Check each line of the data below for the word "Applied", then extract the ones that have it.

Records supplied START

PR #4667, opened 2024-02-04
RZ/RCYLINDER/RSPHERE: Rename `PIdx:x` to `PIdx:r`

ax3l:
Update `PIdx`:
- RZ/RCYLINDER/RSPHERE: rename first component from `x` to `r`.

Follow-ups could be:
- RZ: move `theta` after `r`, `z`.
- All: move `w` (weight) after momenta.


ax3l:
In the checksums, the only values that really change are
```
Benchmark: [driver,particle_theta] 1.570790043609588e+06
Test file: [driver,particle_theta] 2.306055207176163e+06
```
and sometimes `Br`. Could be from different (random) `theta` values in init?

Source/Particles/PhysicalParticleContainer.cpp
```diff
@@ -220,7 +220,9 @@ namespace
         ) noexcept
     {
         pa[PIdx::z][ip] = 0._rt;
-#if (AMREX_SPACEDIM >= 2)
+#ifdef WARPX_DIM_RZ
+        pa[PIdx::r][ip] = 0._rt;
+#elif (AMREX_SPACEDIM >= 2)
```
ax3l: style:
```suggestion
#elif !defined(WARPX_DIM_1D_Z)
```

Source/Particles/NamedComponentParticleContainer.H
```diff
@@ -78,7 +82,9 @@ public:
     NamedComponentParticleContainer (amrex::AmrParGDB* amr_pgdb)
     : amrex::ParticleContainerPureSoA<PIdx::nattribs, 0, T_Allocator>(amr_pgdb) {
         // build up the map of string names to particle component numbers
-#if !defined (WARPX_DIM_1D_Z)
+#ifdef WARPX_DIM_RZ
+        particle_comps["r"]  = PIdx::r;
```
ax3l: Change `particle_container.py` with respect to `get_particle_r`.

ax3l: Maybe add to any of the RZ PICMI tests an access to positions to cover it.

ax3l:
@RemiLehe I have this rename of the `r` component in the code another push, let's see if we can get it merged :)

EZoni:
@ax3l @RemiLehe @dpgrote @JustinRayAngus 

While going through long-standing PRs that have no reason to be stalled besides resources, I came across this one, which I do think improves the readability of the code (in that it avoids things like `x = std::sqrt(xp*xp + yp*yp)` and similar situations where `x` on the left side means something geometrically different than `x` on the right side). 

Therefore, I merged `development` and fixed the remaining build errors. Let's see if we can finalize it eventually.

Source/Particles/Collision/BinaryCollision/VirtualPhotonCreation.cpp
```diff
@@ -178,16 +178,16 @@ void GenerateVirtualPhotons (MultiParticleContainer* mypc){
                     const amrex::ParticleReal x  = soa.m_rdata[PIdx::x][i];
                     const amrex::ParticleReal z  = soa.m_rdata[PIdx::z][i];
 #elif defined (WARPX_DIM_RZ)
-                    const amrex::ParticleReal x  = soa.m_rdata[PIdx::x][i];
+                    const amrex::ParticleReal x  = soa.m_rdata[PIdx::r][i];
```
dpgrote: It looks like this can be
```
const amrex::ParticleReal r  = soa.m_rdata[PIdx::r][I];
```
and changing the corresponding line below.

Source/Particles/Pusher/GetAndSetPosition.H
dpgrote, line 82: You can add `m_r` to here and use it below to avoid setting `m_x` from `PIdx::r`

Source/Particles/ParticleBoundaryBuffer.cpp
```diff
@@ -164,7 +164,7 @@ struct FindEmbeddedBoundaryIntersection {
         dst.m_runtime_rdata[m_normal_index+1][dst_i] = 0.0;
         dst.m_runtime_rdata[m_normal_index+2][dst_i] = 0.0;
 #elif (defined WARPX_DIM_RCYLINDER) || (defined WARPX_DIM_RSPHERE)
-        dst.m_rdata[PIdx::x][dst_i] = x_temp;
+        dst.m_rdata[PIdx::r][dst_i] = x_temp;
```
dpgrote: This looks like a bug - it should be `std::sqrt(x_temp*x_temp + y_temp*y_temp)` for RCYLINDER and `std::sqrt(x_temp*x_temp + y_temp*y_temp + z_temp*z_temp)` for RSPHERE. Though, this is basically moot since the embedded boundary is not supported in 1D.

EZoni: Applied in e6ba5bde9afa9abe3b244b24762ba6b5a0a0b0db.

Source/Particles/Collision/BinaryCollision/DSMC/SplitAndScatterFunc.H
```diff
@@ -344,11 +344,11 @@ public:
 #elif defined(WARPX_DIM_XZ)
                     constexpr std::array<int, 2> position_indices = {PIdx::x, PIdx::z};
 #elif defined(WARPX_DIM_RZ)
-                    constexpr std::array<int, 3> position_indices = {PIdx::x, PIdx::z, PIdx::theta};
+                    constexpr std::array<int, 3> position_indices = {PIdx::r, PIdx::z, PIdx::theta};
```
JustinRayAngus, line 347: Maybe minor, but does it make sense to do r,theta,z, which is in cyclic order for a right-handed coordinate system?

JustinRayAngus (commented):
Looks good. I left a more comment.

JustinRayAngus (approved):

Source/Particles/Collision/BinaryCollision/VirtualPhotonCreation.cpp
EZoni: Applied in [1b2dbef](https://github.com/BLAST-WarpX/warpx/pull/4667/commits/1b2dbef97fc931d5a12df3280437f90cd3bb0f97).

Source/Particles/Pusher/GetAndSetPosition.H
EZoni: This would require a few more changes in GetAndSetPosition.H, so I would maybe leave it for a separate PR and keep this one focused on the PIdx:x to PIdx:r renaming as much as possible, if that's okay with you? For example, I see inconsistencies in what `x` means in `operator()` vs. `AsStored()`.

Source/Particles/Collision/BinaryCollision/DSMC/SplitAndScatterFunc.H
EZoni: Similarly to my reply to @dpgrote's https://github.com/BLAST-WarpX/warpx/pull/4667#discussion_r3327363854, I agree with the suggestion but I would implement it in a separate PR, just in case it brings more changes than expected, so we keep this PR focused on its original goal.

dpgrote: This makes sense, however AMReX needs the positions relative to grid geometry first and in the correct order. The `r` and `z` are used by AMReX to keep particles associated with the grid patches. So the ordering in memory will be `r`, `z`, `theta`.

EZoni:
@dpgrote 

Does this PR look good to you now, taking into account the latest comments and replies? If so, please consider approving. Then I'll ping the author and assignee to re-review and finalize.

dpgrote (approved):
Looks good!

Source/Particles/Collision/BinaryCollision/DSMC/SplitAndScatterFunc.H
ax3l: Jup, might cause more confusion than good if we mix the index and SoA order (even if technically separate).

Records supplied END

* **Worked solution**:
EZoni: Applied in e6ba5bde9afa9abe3b244b24762ba6b5a0a0b0db.
EZoni: Applied in [1b2dbef](https://github.com/BLAST-WarpX/warpx/pull/4667/commits/1b2dbef97fc931d5a12df3280437f90cd3bb0f97).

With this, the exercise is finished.